━━━━━ DATA TO PROCESS

PR #1675, opened 2025-08-08
Remove filenames from `metadata` error logs

Swapnanil-Gupta:
**Issue #, if available:**

**Description of changes:**
Remove filenames from being logged when certain errors occur in:
- `metadata/reader`
- `metadata/db`

**Testing performed:**

### DIFF
--- a/metadata/reader.go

━━━━━━━━━━

_WHAT TO PRODUCE_
The lines in the records above that include the word "filenames" must be copied out.

_RESPONSE FOR THIS EXERCISE_
Remove filenames from `metadata` error logs
Remove filenames from being logged when certain errors occur in:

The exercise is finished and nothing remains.